In this study, we aimed to use automated machine learning (autoML) to train various machine learning algorithms. We selected the model that best predicted patients' chances of surviving a SARS-CoV-2 infection. In addition, we identified which variables (ie, vital signs, biomarkers, comorbidities, etc) were the most influential in generating an accurate model.
Data were retrospectively collected from all patients who tested positive for COVID-19 at our institution between March 1 and July 3, 2020. We collected 48 variables from each patient within 36 hours before or after the index time (ie, real-time polymerase chain reaction positivity). Patients were followed for 30 days or until death. Patients' data were used to build 20 machine learning models with various algorithms via autoML. The performance of machine learning models was measured by analyzing the area under the precision-recall curve (AUPCR). Subsequently, we established model interpretability via Shapley additive explanation and partial dependence plots to identify and rank variables that drove model predictions. Afterward, we conducted dimensionality reduction to extract the 10 most influential variables. AutoML models were retrained by only using these 10 variables, and the output models were evaluated against the model that used 48 variables.
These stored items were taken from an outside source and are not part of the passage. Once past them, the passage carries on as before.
PR #2490, opened 2025-06-13
Fix async S3 filesystem adapter throwing error if the full AWS SDK is not installed, even though it is not used in this case

zyberspace:
## Subject

When i followed the [S3 setup documentation](https://docs.sonata-project.org/projects/SonataMediaBundle/en/4.x/reference/amazon_s3), I ran into an error that the `sonata.media.adapter.service.s3` does not exist.

As it turns out, even when using the `async-aws/simple-s3` client like described in the documentation and therefore the `sonata.media.adapter.service.s3.async` service, the container builder still expects the `sonata.media.adapter.service.s3` to exist, even though this service is not used in this case.

The full error i received:
> You have requested a non-existent service "sonata.media.adapter.service.s3".

I added a failing test that reproduces this error. If you run the PHPUnit tests with the commit a9ebea4 you can see the failing test and the error described above is thrown.

After verifying that the new test "successfully" fails, i added another commit that fixes this.

I actually had a bit of trouble preventing the AWS SDK S3 service from registering because both clients are installed in the test environment, hence why the tests were also not throwing any errors before. If there is a better way to prevent that service from being registered in the test environment, please let me know.

*(I also renamed the S3 tests from `...V3..` to `...S3...`. If the `V3` name was on purpose, i am happy to change that back)*

I am targeting this branch, because this is a backwards compatible fix.

## Changelog

```markdown
### Fixed
- Using the `async: true` S3 filesystem adapter throws an error if the full AWS SDK is not installed, even though it is not used in this case.
```

### DIFF
--- a/src/Resources/config/gaufrette.php
+++ b/src/Resources/config/gaufrette.php
@@ -76,13 +76,19 @@ return static function (ContainerConfigurator $containerConfigurator): void {
 
         ->set('sonata.media.metadata.noop', NoopMetadataBuilder::class);
 
-    if (class_exists(S3Client::class)) {
+    if (
+        class_exists(S3Client::class)
+        && ($_ENV['PHPUNIT_TESTS_SONATA_MEDIA_FORCE_DISABLE_S3_CLIENT'] ?? 'false') !== 'true'
+    ) {
         $containerConfigurator->services()
             ->set('sonata.media.adapter.service.s3', S3Client::class)
             ->args([abstract_arg('settings')]);
     }
 
-    if (class_exists(SimpleS3Client::class)) {
+    if (
+        class_exists(SimpleS3Client::class)
+        && ($_ENV['PHPUNIT_TESTS_SONATA_MEDIA_FORCE_DISABLE_S3_ASYNC_CLIENT'] ?? 'false') !== 'true'
+    ) {
         $containerConfigurator->services()
             ->set('sonata.media.adapter.service.s3.async', SimpleS3Client::class)
             ->args([abstract_arg('settings')]);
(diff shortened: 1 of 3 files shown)


tests/DependencyInjection/SonataMediaExtensionTest.php
```diff
@@ -271,7 +305,7 @@ public function testLoadWithFilesystemConfigurationV3(
     /**
      * @phpstan-return iterable<array{array<string, mixed>, array<string, mixed>}>
      */
-    public function provideLoadWithFilesystemConfigurationV3Cases(): iterable
+    public function provideLoadWithFilesystemConfigurationS3Cases(): iterable
```
phansys, line 308: "V3" refers to the SDK's version.

zyberspace: Hey, thanks for the reply. So i drop the name change?

Maybe something like `provideLoadWithS3FilesystemConfigurationV3Cases` would work?

Tests would then be `testLoadWithS3FilesystemConfigurationV3` and `testLoadWithS3FilesystemConfigurationAsync`.

src/Resources/config/gaufrette.php
```diff
@@ -76,13 +76,19 @@
 
         ->set('sonata.media.metadata.noop', NoopMetadataBuilder::class);
 
-    if (class_exists(S3Client::class)) {
+    if (
+        class_exists(S3Client::class)
+        && ($_ENV['PHPUNIT_TESTS_SONATA_MEDIA_FORCE_DISABLE_S3_CLIENT'] ?? 'false') !== 'true'
```
VincentLanglet, line 81: This feels odd having a code/env value for test in prod config. Isn't any other way to do it @zyberspace ?

VincentLanglet:
If you rebase, the rector build will be fixed.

Data from 4313 patients were used to develop the models. The best model that was generated by using autoML and 48 variables was the stacked ensemble model (AUPRC=0.807). The two best independent models were the gradient boost machine and extreme gradient boost models, which had an AUPRC of 0.803 and 0.793, respectively. The deep learning model (AUPRC=0.73) was substantially inferior to the other models. The 10 most influential variables for generating high-performing models were systolic and diastolic blood pressure, age, pulse oximetry level, blood urea nitrogen level, lactate dehydrogenase level, D-dimer level, troponin level, respiratory rate, and Charlson comorbidity score. After the autoML models were retrained with these 10 variables, the stacked ensemble model still had the best performance (AUPRC=0.791).
We used autoML to develop high-performing models that predicted the survival of patients with COVID-19. In addition, we identified important variables that correlated with mortality. This is proof of concept that autoML is an efficient, effective, and informative method for generating machine learning-based clinical decision support tools.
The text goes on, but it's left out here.